TASK DETAILS:
Retype the data below in full, keeping every character as it is.

Collected data:
•••
PR #2289, opened 2022-10-11
Install 'patch' in the Docker image

uniqueid001:


tuomas2:
why is this needed? merging as I believe you have a reason but please always explain this kind of non-obvious changes :-)

uniqueid001:
Sorry, I didn't realize it was non-obvious.
patch is a program for apply a "patch" (or "diff", it's the same format).  I will often use it to apply parts of changes that I have stashed in git.  'git apply' is similar, but not exactly the same.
•••
SOLUTION FOR THIS PROBLEM:
PR #2289, opened 2022-10-11
Install 'patch' in the Docker image

uniqueid001:


tuomas2:
why is this needed? merging as I believe you have a reason but please always explain this kind of non-obvious changes :-)

uniqueid001:
Sorry, I didn't realize it was non-obvious.
patch is a program for apply a "patch" (or "diff", it's the same format).  I will often use it to apply parts of changes that I have stashed in git.  'git apply' is similar, but not exactly the same.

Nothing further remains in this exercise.